The taxman cometh: Walmart and other PhonePe shareholders will reportedly have to pay <$1 billion in taxes after the fintech company relocated from Singapore to India.

Nod: India’s Union Cabinet has formally approved the initial ₹19,744 crore (~$2.4 billion) outlay for the National Green Hydrogen Mission.

Shedding: Amazon CEO Andy Jassy has revealed that the tech giant will slash over 18,000 jobs. That's about 6% of its 300,000-person corporate workforce.

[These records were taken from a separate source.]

PR #9, opened 2026-02-19
CLI-4 Integrate secrets Claude hooks into CLI

kirill-knize-sonarsource:
Stop relying on global env vars to provide token to secret CLI. Take token from keystore and provide it as an env var to process spawn during call. Move secret hooks installation from `sonar install secrets` to `sonar onboard-agent claude`.
Tested on Mac - doesn't require keystore passwords on hooks execution.

Coverage is to be fixed in separate PR.


src/bootstrap/hooks.ts
```diff
@@ -184,239 +194,134 @@ export async function areHooksInstalled(projectRoot: string): Promise<boolean> {
...
-$toolName = $input.tool_name
-$filePath = $input.tool_input.file_path
+    // Create hooks directory
+    mkdirSync(hooksPath, { recursive: true });
 
-# Only analyze if Edit or Write was used
-if ($toolName -ne "Edit" -and $toolName -ne "Write") {
-    exit 0
-}
+    const sourceSecretsDir = join(homedir(), '.claude', 'hooks', 'sonar-secrets');
```
damien-urruty-sonarsource: At some point we discussed calling back the SQ CLI instead of secrets directly, is this part of a separate ticket?

src/commands/secret.ts
```diff
@@ -249,7 +243,7 @@ async function performFileScan(
  */
 export async function secretStatusCommand(): Promise<void> {
   const platform = detectPlatform();
-  const binDir = join(homedir(), '.sonarqube-cli', 'bin');
+  const binDir = join(homedir(), '.sonar-cli', 'bin');
```
damien-urruty-sonarsource: As per recent discussions, should we keep it as 'sonarqube-cli'?

damien-urruty-sonarsource (approved):
LGTM, there are a lot of changes so I might have missed some details

src/commands/secret.ts
kirill-knize-sonarsource: Probably yes. Changed back to `.sonarqube-cli`

src/bootstrap/hooks.ts
kirill-knize-sonarsource: It's an artifact of development. Real hook will use our command `sonar secret check`, but this logic was not removed. Good catch, thanks.

PR #10, opened 2026-02-19
CLI-11 command for searching projects

sophio-japharidze-sonarsource:


src/lib/types.ts
```diff
@@ -77,6 +77,27 @@ export interface IssuesSearchResponse {
   }>;
 }
 
+export interface SonarQubeProject {
+  key: string;
+  name: string;
+}
+
+export interface ProjectsSearchParams {
```
kirill-knize-sonarsource, line 85: analyzedBefore, onProvisionedOnly, qualifiers - there are some more parameters WebAPI accept. Maybe we want to add them as well? Possible improvement for later.

kirill-knize-sonarsource (approved):
We can implement more parameters, but let's not block on it now.

src/lib/types.ts
sophio-japharidze-sonarsource: I started with the same parameters that our MCP Server exposes. For now it should be enough. And indeed, we can always add more later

Pink slips: South China Morning Post claims that TikTok parent ByteDance laid off hundreds of employees across divisions such as Douyin, the Chinese version of TikTok.

Yet more pink slips: Salesforce is slashing 10% of its workforce and shutting down some offices as part of a cost-cutting drive.

Fined: Ireland's data privacy regulator, Data Protection Commission, has slapped Meta with fines amounting to €390 million ($414 million) after concluding that its Facebook and Instagram services violated EU privacy rules.

THE DAILY DIGIT

0

The number of bank robberies in Denmark in 2022, down from 1 in 2021. (CNN)

FWIW

Clean up!: Spain is taking tobacco companies to task. As part of its latest environmental regulations, tobacco companies will be forced to pay up for cleaning cigarette butts. Cancer stick makers will also be responsible for educating the public about the ill effects of public littering. LOL. According to a study, this rule could cost companies about €1bn ($1.06 billion). Of course, the cost will be passed on to customers. Now that's what we call a fine idea.

Hard stop?: As of January 1, 2023, Louisiana residents will now have to prove that they are of legal age to view porn. Because, according to the bill, porn corrupts youth. Any website that contains at least 33.3% porn (?!) has to enforce age verification. Porn websites have been asked to accept government-issued IDs to verify ages or risk getting sued. Turns out that the mandate isn't putting off users yet: downloads of the state's digital ID app are increasing.

Sip on: This is your daily reminder to hydrate. According to a study by the National Institutes of Health, drinking enough water can cut down on aging and reduce the risk of chronic illnesses such as heart disease. Caution: drinking too much water cannot solve health problems. It all boils down to age, climate, lifestyle, and body size. The trick is to pay attention to your body.